Me enteré de su existencia a través de mi padre: en las raras ocasiones en que estaba en casa no hacía más que hablar de vampiros. Y hablaba sobre Malvern muy a menudo. En cuanto llegué a Syracuse, decidí que quería hablar con ella. Tenía un amigo que estudiaba informática y que configuró una conexión VPN que no pudo detectar firewall. Malvern se sorprendió bastante, pero se moría de ganas de hablar con alguien y accedió gustosamente a mantener nuestras conversaciones en secreto. Durante aquel semestre hablé mucho con ella. Yo tenía un millón de preguntas y ella estaba encantada de responderlas.

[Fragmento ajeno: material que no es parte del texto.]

Issue #1660, opened 2024-01-29
Deprecate various attributes for v2.0.0


nikParasyr:
There are mutliple attributes marked as deprecated for a while:
```
openstack/data_source_openstack_images_image_ids_v2.go:                         Deprecated:    "Use option 'sort' instead.",
openstack/data_source_openstack_images_image_ids_v2.go:                         Deprecated:   "Use option 'sort' instead.",
openstack/data_source_openstack_networking_subnet_v2.go:                                Deprecated:    "use dhcp_enabled instead",
openstack/provider.go:                          Deprecated:  "This option will be removed in the next major release. Support for neutron-lbaas will be removed in next major release. Octavia will be the only option supported.",
openstack/resource_openstack_blockstorage_volume_attach_v2.go:                          Deprecated: "instance_id is no longer used in this resource",
openstack/resource_openstack_blockstorage_volume_v3.go:                         Deprecated: "multiattach parameter has been deprecated and removed on Openstack Bobcat. The default behavior is to use multiattach enabled volume types",
openstack/resource_openstack_compute_instance_v2.go:                            Deprecated: "Use the openstack_compute_floatingip_associate_v2 resource instead",
openstack/resource_openstack_compute_instance_v2.go:                                                    Deprecated: "Use the openstack_compute_floatingip_associate_v2 resource instead",
openstack/resource_openstack_compute_instance_v2.go:                            Deprecated: "Use block_device or openstack_compute_volume_attach_v2 instead",
openstack/resource_openstack_images_image_v2.go:                                Deprecated: "Use updated_at instead",
openstack/resource_openstack_lb_pool_v1.go:                             Deprecated: "Use openstack_lb_member_v1 instead",
openstack/resource_openstack_networking_router_v2.go:                           Deprecated:    "use external_network_id instead",
openstack/resource_openstack_networking_subnet_v2.go:                           Deprecated:    "use allocation_pool instead",
openstack/resource_openstack_networking_subnet_v2.go:                           Deprecated: "Use openstack_networking_subnet_route_v2 instead",
openstack/resource_openstack_objectstorage_container_v1.go:                             Deprecated:    "Use newer \"versioning\" implementation",
```

the 2.0.0 release is a good opportunity to remove some/all of them.

PR #1661, opened 2024-01-29
Remove deprecated sort_key and sort_dir from glance data sources

nikParasyr:
Glance data sources allowed sorting in 2 different ways. Sort or sort_key + sort_dir. Sort can fully replace the sort_key + sort_dir combination and is capable of providing multiple sorting criteria. sort_key and sort_dir are marked as deprecated on the provider. Update glance data sources to use solely `sort` and remove support for the deprecated (in the provider) sort_key + sort_dir

Part of #1660

### DIFF
--- a/openstack/images_image_v2.go
+++ b/openstack/images_image_v2.go
@@ -372,3 +372,42 @@ func imagesFilterByProperties(v []images.Image, p map[string]string) []images.Im
 
 	return result
 }
+
+// dataSourceValidateImageSortFilter checks that the sorting filter passed
+// by a user follows the glance API definition of "sort_key:sort_dir,sort_key:sort_dir:.."
+// where sort_dir is optional. For more details, check the glance api docs
+// https://docs.openstack.org/api-ref/image/v2/index.html#list-images
+// at the `sorting` section.
+func dataSourceValidateImageSortFilter(v interface{}, k string) (ws []string, errors []error) {
+	validSortKeys := []string{
+		"name",
+		"owner",
+		"protected",
+		"status",
+		"tag",
+		"visibility",
+		"container_format",
+		"disk_format",
+		"os_hidden",
+		"member_status",
+		"created_at",
+		"updated_at",
+	}
+	validSortDirections := []string{
+		"asc",
+		"desc",
+	}
+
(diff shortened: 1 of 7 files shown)


kayrus (commented):
Removing validation may cause issues, since these sorting options will be most probably ignored by openstack API.

nikParasyr:
> Removing validation may cause issues, since these sorting options will be most probably ignored by openstack API.

Added new validation func that should cover this

openstack/images_image_v2.go
```diff
@@ -372,3 +372,25 @@ func imagesFilterByProperties(v []images.Image, p map[string]string) []images.Im
 
 	return result
 }
+
+// dataSourceValidateImageSortFilter checks that the sorting filter passed
+// by a user follows the glance API definition of "sort_key:sort_dir,sort_key:sort_dir:.."
+// where sort_dir is optional.
+func dataSourceValidateImageSortFilter(v interface{}, k string) (ws []string, errors []error) {
+	validSortKeys := []string{"name", "owner", "protected", "status", "tag", "visibility",
+		"os_hidden", "member_status", "created_at", "updated_at"}
```
kayrus, line 381: It's better to enum these value on each line. This will reduce confusion on diff once new fields are added.

```suggestion
	validSortKeys := []string{
		"name",
		"owner",
		"protected",
		"status",
		"tag",
		"visibility",
		"os_hidden",
		"member_status",
		"created_at",
		"updated_at",
	}
```

In addition I think it makes sense to add a link to upstream OpenStack docs, e.g. https://docs.openstack.org/glance/latest/user/glanceapi.html#filtering-images-lists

Caxton podía imaginar porqué Malvern había estado encantada de hablar con el chico: siempre buscaba, alguna forma de mejorar su posición y conseguir sangre, lo único que podía sanar su maltrecho cuerpo. Jameson había desbaratado todos sus planes. No era muy difícil comprender que la vieja vampira disfrutara pensando que tenía al único hijo de Jameson entre sus garras. A lo mejor pretendía convertir a Simón en un vampiro únicamente para torturar a su padre, o tan sólo disfrutaba de lo irónico de aquella situación. Sin embargo, Caxton no lograba comprender por qué Simón se había arriesgado tanto.

—Pero ¿no te preocupaba que pudieran pillarte?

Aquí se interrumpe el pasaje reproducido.